Суд над Эстергази закончился 11 января 1898 года и тем же вечером Золя вернулся домой, чтобы написать послание Феликсу Фору. Он работал всю ночь и все утро последующего дня. Александрина в большом смятении ожидала чем все это кончится. Она ничего не знала, но догадывалась. Эмиль задумал что-то очень важное. Этим же утром к Александрине заглянула госпожа Лаборд. Она пришла с дочерью рассеять Александрину, поговорить о последствиях оправдательного приговора Эстергази. Охваченная тревогой Александрина рассказывала: «Я заглянула в кабинет, когда он еще писал. Он был спокоен и работал, как обычно. Но взгляд его очень меня напугал. Я не хотела мешать и ушла.»
Пока велась беседа, дверь из соседней комнаты неожиданно открылась и на пороге появился Золя. От всего его облика веяло необычной торжественностью. Уверенными движениями поправил он высокую нескладную шляпу, надел ее и сдвинул немного набок. «Дело сделано, — сказал он — Теперь остается ждать результатов».
Оно далось ему нелегко, это письмо. Всю силу логики негодования, страсть нужно было собрать как бы в кулак и бить врага без промаха, без пощады. «Теперь обвинять буду я. Обвиняемые? Их много!» Золя мысленно перечисляет: майор Пати де Клан, полковник Сандгерр (уже мертвый), генерал Мерсье, генерал Буадефр, генерал Гонз, генерал Билло, генерал Пелье, майор Ривари. Письмо должно быть написано немедленно и так же быстро обнародовано. Только одна газета может это сделать — «Орор».
Золя усаживается за стол, обдумывая свое послание президенту Это совсем не просто. Фактов и доводов накопилось много. Организовать их в стройную систему нелегко. Яснее представляется конец письма, заключительная часть, и Золя все время невольно возвращается к нему: «Я обвиняю, я обвиняю… Мне известен закон о печати, карающий за клевету…»

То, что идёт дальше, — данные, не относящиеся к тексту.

PR #4724, opened 2024-06-27
Clarify scope of pipeline creation

### LINKED ISSUE #4648: Do pipeline-creation errors encompass the whole module or just the GPUProgrammableStage?
Related to #4624 and #4643.

Neither spec is clear on the content that is checked for pipeline-creation errors. Does it just encompass the code needed for the GPUProgrammableStage or the whole module? #4643 describes a diagnostic on something outside the code required for a GPUProgrammableStage so that might imply errors are from the whole module, but I don't remember either group ever making a conscious decision about this.

Example 1: module scope
```
override unused : i32;
override unused2 = clamp(0, unused, 1);
@compute @workgroup_size(1)
fn main() { }
```
When compiling `main` if we set `unused` to a value `> 1` should this produce an error?

Example 2: used in different shader
```
override x = 10i;
@compute @workgroup_size(1)
fn foo() {
  let tmp = clamp(0, x, 1);
}
@compute @workgroup_size(1)
fn bar() { }
```
When compiling `bar` is an error produced if the value of `x` is not set?

For reference (but not to influence any decision), Dawn does not error in either case.

cc: @dneto0 @dj2 @kainino0x @jimblandy

alan-baker:
Fixes #4648

* Clarify that pipeline-creation only includes the code encompassed by the shader interface of the entry point being compiled
* Clarify that value substitution occurs before override-expression evaluation
  * Add examples of potential errors
* Clarify pipeline-creation errors only occur for the portion of the module being compiled

### DIFF
--- a/wgsl/index.bs
+++ b/wgsl/index.bs
@@ -600,8 +600,8 @@ The events are:
     * Only the code forming the [=interface of a shader|shader interface=] of the specified
         [=entry point=] of the {{GPUProgrammableStage}} is considered during pipeline creation.
         That is, code unrelated to the entry point is effectively stripped before compilation.
-    * Note: Each [=shader stage=] is compiled separately and, thus, might include different
-        portions of the module.
+    * Note: Each [=shader stage=] is considered to be compiled separately and, thus, might
+        include different portions of the module.
 3. <dfn noexport>Shader execution start</dfn>
     * This occurs when a [=draw command|draw=] or [=dispatch command=] is issued to the GPU,
         begins executing the pipeline,
--- a/wgsl/index.bs
+++ b/wgsl/index.bs
@@ -645,7 +645,7 @@ A processing error may occur during three phases in the shader lifecycle:
     and other information available to the particular pipeline creation API method.
     These errors are only triggered for code present in the
     [=interface of a shader|shader interface=] and [=statically accessed=]
-    [=address space/workgroup=] [=variables=] of the [=entry point=] being
+    [=address spaces/workgroup=] [=variables=] of the [=entry point=] being
     compiled for the {{GPUProgrammableStage}}.
 
 * A <dfn export>dynamic error</dfn> is an error occurring during shader execution.
--- a/wgsl/index.bs
+++ b/wgsl/index.bs
@@ -644,7 +644,8 @@ A processing error may occur during three phases in the shader lifecycle:
     Detection relies on the WGSL module source text
     and other information available to the particular pipeline creation API method.
     These errors are only triggered for code present in the
-    [=interface of a shader|shader interface=] of the [=entry point=] being
+    [=interface of a shader|shader interface=] and [=statically accessed=]
+    [=address space/workgroup=] [=variables=] of the [=entry point=] being
     compiled for the {{GPUProgrammableStage}}.
 
 * A <dfn export>dynamic error</dfn> is an error occurring during shader execution.
@@ -5246,11 +5247,12 @@ An expression is an override-expression if all its [=identifiers=] [=resolve=] t
 
 Note: All [=const-expressions=] are also override-expressions.
 
-Override-expressions are only evaluated after any API-provided values are
-substituted [=override-declarations=].
+Override-expressions are only validated or evaluated after any API-provided
+values are substituted for [=override-declarations=].
 If an [=override-declaration=] has its value substituted via the API, its
 initializer expression, if present, will not be evaluated.
-An override-expression |E| [=behavioral requirement|will=] be evaluated if and only if:
+Otherwise, an override-expression |E| [=behavioral requirement|will=] be
+evaluated if and only if:
 * |E| is [=top-level expression=] (after value substitution), or
 * |E| is a [=subexpression=] of an expression |OuterE|, and |OuterE|
     [=behavioral requirement|will=] be evaluated, and evaluation of |OuterE|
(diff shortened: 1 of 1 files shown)


alan-baker:
I made this draft until @jimblandy checks his implementation and signs off on #4648.

wgsl/index.bs
```diff
@@ -638,6 +643,9 @@ A processing error may occur during three phases in the shader lifecycle:
     is an error detectable at [=pipeline creation=] time.
     Detection relies on the WGSL module source text
     and other information available to the particular pipeline creation API method.
+    These errors are only triggered for code present in
```
dj2, line 646:
```suggestion
    These errors are only triggered for code present in the
```

wgsl/index.bs
```diff
@@ -5238,8 +5246,12 @@ An expression is an override-expression if all its [=identifiers=] [=resolve=] t
 
 Note: All [=const-expressions=] are also override-expressions.
 
+Override-expressions are only evaluated after any API-provided values are
```
dneto0, line 5249: Suggest "validated or evaluated" here.

wgsl/index.bs
```diff
@@ -5238,8 +5246,12 @@ An expression is an override-expression if all its [=identifiers=] [=resolve=] t
...
+substituted [=override-declarations=].
```
dneto0, line 5250: missing a "for" here? :   "substituted for override-declarations" ?

wgsl/index.bs
```diff
@@ -638,6 +643,9 @@ A processing error may occur during three phases in the shader lifecycle:
     is an error detectable at [=pipeline creation=] time.
     Detection relies on the WGSL module source text
     and other information available to the particular pipeline creation API method.
+    These errors are only triggered for code present in the
```
dneto0, line 646: Also need to include statically accessed workgroup variables.
It feels wrong to include workgroup variables in the _interface_.

It turns out we already define the [shader](https://gpuweb.github.io/gpuweb/wgsl/#shader) as having exactly the right stuff: the supporting code, the statically accessed variables (of all kinds) and constants, and types.

Otherwise I would have suggested addin the concept of the _support_ of an entry point, but "shader" is exactly that.

wgsl/index.bs
```diff
@@ -5238,8 +5246,12 @@ An expression is an override-expression if all its [=identifiers=] [=resolve=] t
 
 Note: All [=const-expressions=] are also override-expressions.
 
+Override-expressions are only evaluated after any API-provided values are
+substituted [=override-declarations=].
+If an [=override-declaration=] has its value substituted via the API, its
+initializer expression, if present, will not be evaluated.
```
dneto0, line 5252: good point!

wgsl/index.bs
```diff
@@ -5238,8 +5246,12 @@ An expression is an override-expression if all its [=identifiers=] [=resolve=] t
...
 An override-expression |E| [=behavioral requirement|will=] be evaluated if and only if:
```
dneto0, line 5253: Suggest starting this with "Otherwise, an override-expression..."  to make it clear this is paired up with the previous sentence.

wgsl/index.bs
```diff
@@ -5269,6 +5281,30 @@ Example: `vec3(x,x,x)` is analyzed as follows:
...
+  // the following cases may occur:
+  // * if b is overridden, no error occurs.
+  // * if a is overridden to a non-zero value, no error occurs.
+  // * if a is 0 and b is not overridden, a pipeline-creation error occurs.
+  @fragment
+  fn frag1() {
+    _ = b;
+  }
+
+  // b is not part of frag2's shader interface. When compiling frag2 into a pipeline
```
dneto0, line 5300: "not part of the frag2 shader"  (assuming you take my suggestion at the top)

wgsl/index.bs
```diff
@@ -5269,6 +5281,30 @@ Example: `vec3(x,x,x)` is analyzed as follows:
 * The type of the expression is a [=vector=] of 3 components
     of [=i32=] (`vec3<i32>`).
 
+<div class='example override-expression errors' heading='Pipeline-creation errors from override-expressions'>
+  <xmp highlight=wgsl>
+  override a : i32 = 0;
+  override b = 1 / a;
+  override c = a / 0; // shader-creation error, regardless of attempting to override c
+
+  // b is a part of frag1's shader interface. When compiling frag1 into a pipeline
```
dneto0, line 5290: "not part of the frag1 shader" (assuming you take my initial suggestion above)

wgsl/index.bs
```diff
@@ -5269,6 +5281,30 @@ Example: `vec3(x,x,x)` is analyzed as follows:
 * The type of the expression is a [=vector=] of 3 components
     of [=i32=] (`vec3<i32>`).
 
+<div class='example override-expression errors' heading='Pipeline-creation errors from override-expressions'>
```
dneto0, line 5284: good example!

dneto0 (changes requested):

mehmetoguzderin (commented):
Small comment but overall great, with the consideration of other reviews.

wgsl/index.bs
```diff
@@ -5269,6 +5283,30 @@ Example: `vec3(x,x,x)` is analyzed as follows:
...
+  <xmp highlight=wgsl>
+  override a : i32 = 0;
+  override b = 1 / a;
+  override c = a / 0; // shader-creation error, regardless of attempting to override c
```
mehmetoguzderin, line 5290: It may be a minor detail but if c is always a shader-creation error, it makes reading other comments a bit more confusing as it might feel like the code is made to fail but there are cases. Could this be an additional example? Maybe just `a` and `c`.

alan-baker: I had thought about that too. I agree you sort of have to read it in pieces currently. My thought was it might be more meaningful included together, but you'd never reach a pipeline compile. Maybe splitting it up is best.

dneto0 (approved):
LGTM
Thanks!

Золя сидит в такой привычной для него позе. Он как бы врос в тяжелое просторное кресло, положив обе руки на стол. Волнение, мешавшее ему поначалу сосредоточиться, постепенно проходит. С пером в руке мыслить легче. И вот уже найдено начало. Оно естественно и необходимо. Золя обращается к президенту республики, который однажды оказал ему внимание и благосклонно принял. Дипломатическая вежливость в начале письма не повредит.